[EM] How close can we get to the IIAC (=> "in the absence of cyclic preferences")
Kristofer Munsterhjelm
km-elmet at broadpark.no
Mon Apr 19 00:46:07 PDT 2010
Juho wrote:
> On Apr 16, 2010, at 1:23 AM, fsimmons at pcc.edu wrote:
>
>> Since the IIAC is out of the question, how close can we get to the IIAC?
>> Independence from Pareto Dominated Alternatives (IPDA) is one tiny
>> step in that
>> direction. Another step might be independence from alternatives that
>> are not in
>> the Smith set.
>
> There is one well known and useful borderline, "in the absence of cyclic
> preferences". This condition is not really an answer to the question
> "how close can we get" but it is often a natural rough estimate, and
> applies to many common criteria. One could answer to a question "does
> method m meet criterion c" either YES, NO or IAC. For many Condorcet
> methods and criteria answer IAC would much more informative than plain NO.
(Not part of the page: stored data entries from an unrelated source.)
PR #328, opened 2019-10-23
[CIVP-19296] Update Python Client to use CSVImports

zacharydfriedlander:
In this PR:

* We migrate the convenience functions for imports in `civis.io` from using `AutoImport`s via the `/imports` and `/imports/syncs` endpoints to using the newly created `/imports/files/csv` and `/files/preprocess/csv` endpoints. This opens up some new opportunities for users via these endpoints, such as upserts, multi-file imports, and importing with a subset of columns.

* As part of developing these new capabilities, a number of the tests for the `civis.io` module are also refactored from using VCR cassettes to mocking API client calls directly.

* We add a new `get_storage_host_id` method to the `APIClient`. This method makes easier interacting with the new Storage hosts abstraction, used by the new CSV imports to import directly from S3.


elsander:
@zacharydfriedlander, can you pull in @leeacto for review as well?

Also tagging @patr1ckm for viz.

civis/civis.py
```diff
@@ -287,6 +287,44 @@ def get_table_id(self, table, database):
...
+        1234
+
+        >>> client.get_storage_host_id(1111)
+        1111
+        """
+        if isinstance(storage_host, int):
+            return storage_host
+        sh = find_one(self.storage_hosts.list(), name=storage_host)
+        if not sh:
+            raise ValueError("Storage Host {} not found.".format(storage_host))
```
leeacto: f-string?

civis/civis.py
```diff
@@ -287,6 +287,44 @@ def get_table_id(self, table, database):
...
+
+        return sh["id"]
```
leeacto: I'm guessing it's fine, but any risk of a KeyError here?

civis/civis.py
zacharydfriedlander: As much as I would love to, we can't in order to support Python 2.7, 3.4, or 3.5. When we drop support for those, f-strings are definitely of interest.

leeacto: oh snap. yeah makes sense then

civis/io/_tables.py
```diff
@@ -819,24 +858,29 @@ def csv_to_civis(filename, database, table, api_key=None, client=None,
...
                         max_errors=None, existing_table_rows="fail",
                         diststyle=None, distkey=None,
                         sortkey1=None, sortkey2=None,
-                        delimiter=",", headers=None,
+                        primary_keys=None, last_modified_keys=None,
+                        escaped=False, execution="immediate",
+                        delimiter=None, headers=None,
                         credential_id=None, polling_interval=None,
                         hidden=True):
     """Upload the contents of a Civis file to a Civis table.
```
patr1ckm: maybe `one or more Civis files`

civis/civis.py
elsander: I believe the API client avoids f-strings in general to allow python <3.6 compatibility (although it's possible this isn't strictly enforced throughout the repo anymore)

civis/tests/test_civis.py
```diff
@@ -25,3 +25,26 @@ def test_get_table_id(schema_tablename):
...
+
+    storage_hosts = [StorageHost(1234, 'test'), StorageHost(5678, 'othertest')]
+    client.storage_hosts.list = mock.Mock(return_value=storage_hosts)
+
+    assert client.get_storage_host_id('test') == 1234
+
+    client.storage_hosts.list.assert_called_once_with()
+
+    assert client.get_storage_host_id(4732) == 4732
+    with pytest.raises(ValueError, match="Storage Host invalidname not found"):
```
elsander: I didn't know about this "match" argument to `pytest.raises`. TIL!

civis/io/_tables.py
```diff
@@ -618,7 +615,9 @@ def dataframe_to_civis(df, database, table, api_key=None, client=None,
                        diststyle=None, distkey=None,
                        sortkey1=None, sortkey2=None,
                        headers=None, credential_id=None,
-                       polling_interval=None,
+                       primary_keys=None, last_modified_keys=None,
+                       execution="immediate",
+                       delimiter=None, polling_interval=None,
                        archive=False, hidden=True, **kwargs):
     """Upload a `pandas` `DataFrame` into a Civis table.
```
patr1ckm: I can't add a comment to a hidden part of the PR for some reason, but the docs for `existing_table_rows` should have `upsert` as an option as well

civis/io/_tables.py
```diff
@@ -774,6 +796,23 @@ def csv_to_civis(filename, database, table, api_key=None, client=None,
...
+        A boolean value indicating whether or not the source file has quotes
+        escaped with a backslash. Defaults to false.
+    execution: string, optional, default "immediate"
+        One of "delayed" or "immediate". If "immediate", refresh column
+        statistics as part of the run. If "delayed", flag the table for a
+        deferred statistics update; column statistics may not be available
+        for up to 24 hours. In addition, if existing_table_rows is "upsert",
+        delayed executions move data from staging table to final table after a
+        brief delay, in order to accommodate multiple concurrent imports to the
+        same destination table.
```
patr1ckm: Just to check my understanding:

Should `execution` always be `delayed` if passing multiple file ids when `existing_table_rows = "upsert"`? 
Could there ever be a situation when the delay is not long enough when upserting? What happens from the user perspective in that case?

civis/io/_tables.py
patr1ckm: Would it be worth documenting `CivisImportError`? And maybe documenting under what circumstances errors are thrown when attempting to upload multiple file ids?

civis/io/_tables.py
```diff
@@ -819,24 +858,29 @@ def csv_to_civis(filename, database, table, api_key=None, client=None,
...
+def civis_file_to_table(file_ids, database, table, client=None,
                         max_errors=None, existing_table_rows="fail",
                         diststyle=None, distkey=None,
                         sortkey1=None, sortkey2=None,
-                        delimiter=",", headers=None,
+                        primary_keys=None, last_modified_keys=None,
+                        escaped=False, execution="immediate",
+                        delimiter=None, headers=None,
                         credential_id=None, polling_interval=None,
                         hidden=True):
```
patr1ckm: Is there any case when it would be helpful to expose options for `files.post_process_csv` such as `force_character_set_conversion`?

civis/io/_tables.py
```diff
@@ -618,7 +615,9 @@ def dataframe_to_civis(df, database, table, api_key=None, client=None,
                        diststyle=None, distkey=None,
                        sortkey1=None, sortkey2=None,
                        headers=None, credential_id=None,
-                       polling_interval=None,
+                       primary_keys=None, last_modified_keys=None,
+                       execution="immediate",
```
leeacto: `"immediate"` seems like it should be a constant somewhere

civis/io/_tables.py
zacharydfriedlander: I don't think so. These options are set the way they are in order to achieve parity with what `AutoImport`s were/are doing under the hood. Exposing them to users would add to the complexity of an already-massive function signature for little benefit. If there's a specific use case in mind, then we should discuss further, but if it's just for the sake of having another parameter, then in my opinion we don't gain enough to justify the cost.

civis/civis.py
zacharydfriedlander: I don't believe so. This code is modeled off of that used for `get_database_id` and `get_database_credential_id` above, and the API spec should take care of guaranteeing that ID is a valid key.

civis/io/_tables.py
patr1ckm: cleared this up offline

civis/io/_tables.py
patr1ckm: Awesome, thanks!

civis/io/_tables.py
zacharydfriedlander: Talked offline, but leaving comments for posterity/general understanding:

1. `Execution` can be both `delayed` and `immediate` with multiple files - the parameter is more to control the interplay of multiple jobs writing to the same table concurrently.
2. In `delayed` mode, each subsequent attempt to upsert pushes back the final transfer of data - data is moved from staging to final table 15 minutes after the last requested upsert.

zacharydfriedlander:
If y'all have any questions about the overall functionality of the `imports/files/csv` endpoint, [these Zendesk docs](https://civis.zendesk.com/hc/en-us/articles/360027016851-Advanced-CSV-Imports-via-the-Civis-API) might be helpful - should probably have included these from the outset!

civis/io/_tables.py
zacharydfriedlander: Good catch. I will update this.

civis/io/_tables.py
zacharydfriedlander: Good catch - I will update. And yes, we should for sure - I can add a `Raises` section to the docstring here?

civis/io/_tables.py
```diff
@@ -1094,3 +1168,122 @@ def split_schema_tablename(table):
...
+                                   delimiter,
+                                   output_file.id,
+                                   detected_info["columnDelimiter"])
+                               )
+
+    compression = detected_info['compression']
+
+    cleaned_file_ids.append(output_file.object_id)
+
+    for result in concurrent.futures.as_completed(done | still_going):
```
elsander: Not sure I understand what this line is doing. Is the goal to iterate over completed futures first to give the ongoing ones more time? A comment would be helpful.

civis/io/_tables.py
```diff
@@ -1094,3 +1168,122 @@ def split_schema_tablename(table):
...
+            file_columns = detected_info['tableColumns']
+            if table_columns != file_columns:
+                raise CivisImportError('All files should have the same '
+                                       'schema. Expected {}'
+                                       'but file {} has {}'.format(
+                                           table_columns,
+                                           output_file.object_id,
+                                           file_columns)
+                                       )
+        if headers != detected_info['includeHeader']:
```
elsander: This seems like a lot of repeated code from the checks on the first file. You could check for `None` separately in the first set of conditionals, then put this set of checks into a helper function that gets called here and above.

civis/tests/test_io.py
```diff
@@ -144,42 +149,353 @@ def test_large_file_to_civis(self, *mocks):
...
+    ):
         table = "scratch.api_client_test_fixture"
         database = 'redshift-general'
-        result = civis.io.civis_file_to_table(self.file_id, database, table,
-                                              existing_table_rows='truncate',
-                                              polling_interval=POLL_INTERVAL)
-        result = result.result()  # block until done
+        mock_file_id = 1234
+        mock_cleaned_file_id = 1235
+        mock_import_id = 8675309
```
elsander: Ha, glad to see someone else uses this as a mock number (although you might be copying it from my code in the client, I suppose)

civis/tests/test_io.py
```diff
@@ -206,29 +524,56 @@ def test_read_civis_sql(self, *mocks):
                                        polling_interval=POLL_INTERVAL)
         assert data == expected
 
+    @pytest.mark.dataframe_to_civis
     @pytest.mark.skipif(not has_pandas, reason="pandas not installed")
-    @mock.patch(api_import_str, return_value=civis_api_spec)
-    def test_dataframe_to_civis(self, *mocks):
```
elsander: I found this older test easier to read, and it checks the result output rather than implementation/call arguments. Can you talk about why these tests were updated?

civis/tests/test_io.py
```diff
@@ -245,6 +590,7 @@ def test_civis_to_multifile_csv(self, *mocks):
                                                              'console.s3.'
                                                              'amazonaws.com/')
 
+    @pytest.mark.civis_to_multifile_csv
```
elsander: Thanks for adding these marks, great idea.

civis/io/_tables.py
elsander: Oops, not all of these comments showed up while I was reviewing. Adding a `Raises` section is a good idea.

civis/io/_tables.py
```diff
@@ -671,6 +670,23 @@ def dataframe_to_civis(df, database, table, api_key=None, client=None,
     credential_id : str or int, optional
         The ID of the database credential.  If ``None``, the default
         credential will be used.
+    primary_keys: list[str], optional
```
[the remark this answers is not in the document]
zacharydfriedlander: Actually, this is relevant regardless of databases for imports in `upsert` mode. Our Platform-side upsert logic requires primary keys (in order to identify common records between staging and final tables) and last-modified columns (to determine which record is newer). Happy to talk more offline about this.

civis/io/_tables.py
```diff
@@ -956,31 +1042,19 @@ def _get_sql_select(table, columns=None):
 
 
 def _get_headers(client, sql, database, credential_id, polling_interval=None):
-    # use 'begin read only;' to ensure we can't change state
```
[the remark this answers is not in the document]
zacharydfriedlander: The latter; specifically, the assumption was made that Redshift would return results as an escaped-delimited file rather than a true CSV. This was, as I understand, only true when a a specific Platform feature flag was active. For more info please see the [JIRA for this change](https://civisanalytics.atlassian.net/browse/CIVP-19104).

civis/io/_tables.py
```diff
@@ -819,24 +858,29 @@ def csv_to_civis(filename, database, table, api_key=None, client=None,
...
 
     Parameters
     ----------
-    file_id : int
-        Civis file ID.
+    file_ids : int or list[int]
+        Civis file ID or a list of Civis file IDs.
     database : str or int
         Upload data into this database. Can be the database name or ID.
     table : str
```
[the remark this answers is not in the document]
zacharydfriedlander: `max_errors` is applied to the load as a whole, so across all files.

CHANGELOG.md
```diff
@@ -5,12 +5,18 @@ This project adheres to [Semantic Versioning](http://semver.org/).
...
+- Added method `get_storage_host_id` to the APIClient
 
 ### Fixed
 - Fixed requirements.txt listing for `cloudpickle` -- `>=0.2`, not `<=0.2`. (#323)
+- Fixed issue in `civis.io.read_civis_sql` when returning data that contains 
+  double quotes
 
 ### Changed
 - Allow the `name` arg to be optional in `civis.io.file_to_civis`. (#324)
+- Refactor `civis.io.civis_file_to_table` to use a new set of Civis API endpoints.
```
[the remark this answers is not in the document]
zacharydfriedlander: Sounds good - updated.

civis/io/_tables.py
zacharydfriedlander: The idea is to make sure that we have accounted for all files - since `concurrent.futures.wait` returns a pair of sets, we may end up with multiple cleaners that have finished "at the same time" (i.e. when their futures poll again). By combining the set of `done`s with the set of `still_running`s, we make sure we account for all files.

I will add a comment to this effect clarifying the intent.

civis/tests/test_io.py
zacharydfriedlander: The previous cassette-based tests were difficult to update to account for the use of new endpoints; in particular, re-recording the cassettes proved a challenge, and attempts to learn more about the process of doing so yielded little result. 

This test does seem unwieldy; however, I think part of that is making explicit the stubbing behavior that was previously encapsulated by the cassettes. I am happy to take another pass at simplifying this test to recover some of its prior readability, perhaps by removing some of the mocking around the `DataFrame` and `TemporaryDirectory` in favor of live objects.

civis/io/_tables.py
zacharydfriedlander: > Do the files get joined together (presumably not)?

You are correct; the files do not get concatenated, but rather [entered into a manifest](https://docs.aws.amazon.com/redshift/latest/dg/loading-data-files-using-manifest.html) which is passed to the underlying redshift `COPY` statement. 

> Are they assumed to have exactly the same set of columns in exactly the same order?

Yes - as laid out in the [Helpdesk docs for the new endpoint](https://civis.zendesk.com/hc/en-us/articles/360027016851-Advanced-CSV-Imports-via-the-Civis-API), files should share the same column schema and file format (e.g. same delimiter, encoding, compression, etc.). Some of this can be taken care of by the cleaning step, but users should still take care.

> Are they guaranteed to get appended in the order they're passed in?

I do not believe this is the case, as the load into Redshift happens in parallel.

> If the very last file id fails, do you get an error and no table or an error and a table with all of the files but the last one?

This is addressed below, but the COPY statement is atomic - if a single file fails, the entire load fails, and therefore no table is created. 


The fact that there are so many questions here indicates that this docstring is not nearly sufficient. I will add additional detail to the overall summary as well as the relevant parameters.

civis/io/_tables.py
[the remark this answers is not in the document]
elsander: In that case, I would call that out explicitly in the documentation, because it won't necessarily be intuitive to a user who's used to redshift.

civis/tests/test_io.py
elsander: Ah, got it, this is where we were relying on the cassettes. That makes sense. Where it's possible to test on live objects like dataframes and temp directories, I'd favor that.

civis/io/_tables.py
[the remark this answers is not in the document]
zacharydfriedlander: Both of those parameters have a note in their section that says exactly that. It is also listed in our [API Documentation for the `imports/files/csv` endpoint](https://platform.civisanalytics.com/spa/#/api#post_imports_files_csv) and [Our Helpdesk docs for new imports under "Upsert Mode"](https://civis.zendesk.com/hc/en-us/articles/360027016851-Advanced-CSV-Imports-via-the-Civis-API). I can add a note to the `existing_table_rows` documentation as well, or add some RST emphasis to draw extra attention to it - let me know what you think.

civis/io/_tables.py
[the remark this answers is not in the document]
elsander: Good to know-- if you can mention that in the docs that would be great (maybe you already did, but the review comments aren't loading when I look at the code, so I can't tell right now)

civis/io/_tables.py
```diff
@@ -861,8 +905,26 @@ def civis_file_to_table(file_id, database, table, client=None,
...
     sortkey2 : str, optional
         The second column in a compound sortkey for the table.
+    primary_keys: list[str], optional
+        A list of the primary key column(s) of the destination table. If
+        existing_table_rows is "upsert", this field is required.
+    last_modified_keys: list[str], optional
+        A list of the columns indicating a record has been updated. If
+        existing_table_rows is "upsert", this field is required.
+    escaped: bool, optional
+        A boolean value indicating whether or not the source file has quotes
```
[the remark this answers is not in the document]
zacharydfriedlander: Good catch - fixed.

civis/io/_tables.py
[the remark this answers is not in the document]
zacharydfriedlander: Added!

civis/io/_tables.py
```diff
@@ -1094,3 +1168,122 @@ def split_schema_tablename(table):
...
+    for i, col in enumerate(column_list):
+        # Avoid mutating input arguments
+        new_col = dict(col)
+        if new_col.get('name') is None:
+            new_col['name'] = 'column_{}'.format(i)
+        new_cols.append(new_col)
+    return new_cols
+
+
+def _run_cleaning(file_ids, client, need_table_columns, hidden):
```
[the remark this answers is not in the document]
zacharydfriedlander: So this file cleaning was already happening under the hood of `AutoImport`s; Platform just hid it from users. This cleaning is necessary to achieve parity with what these functions used to do.

As far as slowdowns, the overall time to import a file should be about the same. However, users may see the time spent before the Python functions return increase, as the cleaning time has been shifted from being part of the import to being part of the calling function. 

Happy to discuss more about this offline if this explanation doesn't make sense.

civis/io/_tables.py
zacharydfriedlander: It looks like other parameters default to strings in this and other functions in this module, which is why I had opted for this approach. I'm happy to make the change for this parameter; however, a broader refactor is outside the scope of this PR.

As an aside, what I think we really ought to be doing here is leveraging [the `enum` module](https://docs.python.org/3/library/enum.html#functional-api) to create named constants for these values, rather than magic strings. However, that is decidedly a larger refactor and would (I believe) require dropping Python 2 support.

leeacto: sure I'm on board w/ this reasoning

civis/tests/test_io.py
zacharydfriedlander: Refactored - let me know if this helps with readability?

civis/io/_tables.py
zacharydfriedlander: John had suggested a refactor to this end in our discussion, but I pushed back then as the repetition didn't bother me as much. However, now that both you and he have raised it, I will move forward with this refactor.

civis/io/_tables.py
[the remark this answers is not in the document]
jkulzick: For broader context, the new CSV import API endpoint does not perform file preprocessing. That function was decoupled into its own API endpoint. IMHO that is good for two reasons: 1) if you don't need to preprocess a file (which is true is many cases), you can skip that step (that step accounts for a majority of the execution time) 2) it allows us to add functionality that would not have been feasible without creating some truly horrendous code (e.g., importing files from S3).

IMHO the key point for consideration here is that we now block on file cleaning before returning a future.

civis/io/_tables.py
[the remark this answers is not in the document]
jkulzick: Two additional points here and for full disclosure I wrote the original code so I was shaking my head at myself:

1. The existing code is written based on implementation details in the Console Ruby code to attempt to optimize the performance. That is bad. In the future we should consider removing this optimization all together.

2. There was a lot of unnecessary complexity injected because of the use of the `include_header` parameter even though a user cannot pass that parameter to `civis_file_to_table`. IMHO the new implementation is much more succinct.

civis/io/_tables.py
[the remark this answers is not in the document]
jkulzick: Open to suggestions here but the challenge appears to be can we educate users on what an "upsert" is in a docstring? The primary keys are relevant regardless of the destination database because they are required to generate the SQL for an upsert operation.

One change we could consider to this description is: "A list of the primary key column(s) in the destination table _**that uniquely identify a record**_."

zacharydfriedlander:
I think this is ready for another round of review!

civis/io/_tables.py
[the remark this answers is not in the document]
elsander: Building off of that, I might say "A list of the primary key column(s) of the destination table that uniquely identify a record. If existing_table_rows is "upsert", this field is required. Note that this is true regardless of whether the destination database itself requires a primary key." This might seem like overkill, but because "primary key" is somewhat overloaded, I think it's useful to be as explicit as possible.

civis/io/_tables.py
```diff
@@ -819,24 +858,32 @@ def csv_to_civis(filename, database, table, api_key=None, client=None,
...
+    """Upload the contents of one or more Civis files to a Civis table.
+       All provided files will be loaded as an atomic unit in parallel, and
+       should share the same columns in the same order, and be in the same
+       format.
 
     Parameters
     ----------
-    file_id : int
-        Civis file ID.
+    file_ids : int or list[int]
```
elsander: Same issue here, keep this `file_id`.

civis/io/_tables.py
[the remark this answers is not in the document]
elsander: That's helpful, thanks.

civis/io/_tables.py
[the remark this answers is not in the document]
elsander: Thanks for the additional context. I wasn't aware of the work that was happening on the Platform side, so I assumed this was additional checking being added. I agree, this seems like a good change.

civis/tests/test_io.py
```diff
@@ -144,42 +149,396 @@ def test_large_file_to_civis(self, *mocks):
...
 
+    @pytest.mark.civis_to_file
     @mock.patch(api_import_str, return_value=civis_api_spec)
     def test_civis_to_file(self, *mocks):
         buf = BytesIO()
         civis.io.civis_to_file(self.file_id, buf)
         buf.seek(0)
         assert buf.read() == b'a,b,c\n1,2,3'
 
-    @mock.patch(api_import_str, return_value=civis_api_spec)
```
elsander: I know you were having issues with the cassettes and I totally support removing them. But is there any way to do a manual check that the old tests still pass with the new code? Since we're changing the code and the tests at the same time, I'd like to check that we're not breaking the API.

zacharydfriedlander: I'm not sure exactly what you mean by "that the old tests still pass" ? They would fail, and be right to do so. The API calls that the cassettes were recording would no longer be hit, and VCR would complain about unexpected calls being made. I am happy to run live tests against Platform with the new code if that would help put worries to rest?

elsander: Ah, you're completely right. I'm basically trying to think of a way to check that existing code that calls the convenience functions won't break, and that the user will get fundamentally the same behavior. But the old tests won't do that. If you could run a couple live tests with the new code, that would be helpful. Mostly because it's a fairly large/complex PR, so it's very possible for me to miss something.

CHANGELOG.md
```diff
@@ -5,13 +5,19 @@ This project adheres to [Semantic Versioning](http://semver.org/).
 ## Unreleased
 
 ### Added
+- Added method `get_storage_host_id` to the APIClient
```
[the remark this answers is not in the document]
zacharydfriedlander: Oops - Added!

civis/io/_tables.py
```diff
@@ -819,24 +858,32 @@ def csv_to_civis(filename, database, table, api_key=None, client=None,
...
+                                  primary_keys=primary_keys,
+                                  last_modified_keys=last_modified_keys,
+                                  escaped=escaped, execution=execution,
                                   polling_interval=polling_interval,
                                   hidden=hidden)
     return fut
 
 
-def civis_file_to_table(file_id, database, table, client=None,
+def civis_file_to_table(file_ids, database, table, client=None,
```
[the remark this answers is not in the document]
zacharydfriedlander: I would like to officially register my displeasure that `file_id` can, in fact, be a list of file ids. However, not breaking the API is a bigger concern than any semantic quibbles. Changed back.

civis/io/_tables.py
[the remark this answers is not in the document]
zacharydfriedlander: Added more description to primary keys where relevant.

civis/tests/test_io.py
zacharydfriedlander: In reviewing this code, I actually realized that we _had_ introduced a new issue: in changing from directly constructing the`CivisFuture` to using `run_job`, `polling_interval` seemed to get incorrectly passed. This was because `run_job` didn't take a `polling_interval` argument. I have added an optional one, and used in the appropriate methods.

Other than that, I have created a [platform notebook](https://platform.civisanalytics.com/spa/#/notebooks/13325) to run the convenience methods. I replicated this notebook locally using the new implementation, (I would have loved to do so in platform, but ran into some issues with installing `civis` from my fork in a notebook) and verified that the results are the same as they were under the old implementation.

Please let me know if there are other tests besides these that you would like to see run!

zacharydfriedlander:
In manual testing, we discovered an issue with SQL types of different precisions being incorrectly rejected, e.g. `VARCHAR(42)` and `VARCHAR(32)` are rejected even though both are VARCHARs. The fix will be two-fold:

1. Add an option to loosen types as we do in AutoImports to CSVImports - that will require Platform side changes.
2. Loosen the strictness with which types are checked client-side. Rather than comparing types for string equality, we can look at just the base type.

Just wanted to give everyone a heads up here - I have [opened a PR in my fork](https://github.com/zacharydfriedlander/civis-python/pull/6) to address point 2, and will update as work progresses.

zacharydfriedlander:
After a number of other things arose, I've finally been able to get back to this - the necessary Platform side changes have been made, and I have updated `civis_file_to_table` to leverage the new parameter added.

You can see a sample import produced by the new code [here](https://api.civisanalytics.com/imports/files/csv/46859764).

civis/io/_tables.py
```diff
@@ -1335,3 +1336,58 @@ def _process_cleaning_results(cleaning_futures, client, headers,
...
+                               'has {} columns'.format(
+                                   len(table_columns),
+                                   output_obj_id,
+                                   len(file_columns))
+                               )
+
+    error_msgs = []
+    for idx, (tcol, fcol) in enumerate(zip(table_columns, file_columns)):
+        # for the purposes of type checking, we care only that the types
+        # share a base type (e.g. INT, VARCHAR, DECIMAl) rather than that
```
elsander: It looks like this check will cause an error for different integer types. Would you want this to fail if one is `INTEGER` and one is `BIGINT`? Also, is there any possibility you'd get different aliases passed in here? e.g. one is `INT` and one is `INT4`, and it throws an error?

elsander: Something else that occurred to me... is this interoperable with Postgres?

zacharydfriedlander: 1. We wanted to keep our scope as limited here as possible, which means that we are not processing types behind those with explicit lengths like `VARCHAR`. We are accepting that the type comparisons are not going to be perfect as the price we pay for avoiding rewriting the database's type inheritance system. The easiest way to get around the issue of type inference is to pre-create a table with the types that a user knows are correct. 

As far as your comment about aliases like `INT` vs `INT4`, the underlying system that performs the inference Platform-side will only return a single type from a given alias family, so that is not a concern.

2. This should be interoperable with Postgres - the preprocessing job is unaware of any types specific to a database. The types returned here are generic across the databases we support.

In absence of cyclic preferences, any and all Condorcet methods pass
IIAC. Say X is the CW. Then eliminating a candidate other than X won't
turn X from CW to not-CW.
The same is true of, for instance, LNHarm. If X is the CW, then if a
subset of the voters add Y to the end of their ballots, that won't make
X a non-CW. However, it's also possible to show that no matter how the
Condorcet method behaves in the case of a cycle, one can construct an
example where the method fails LNHarm.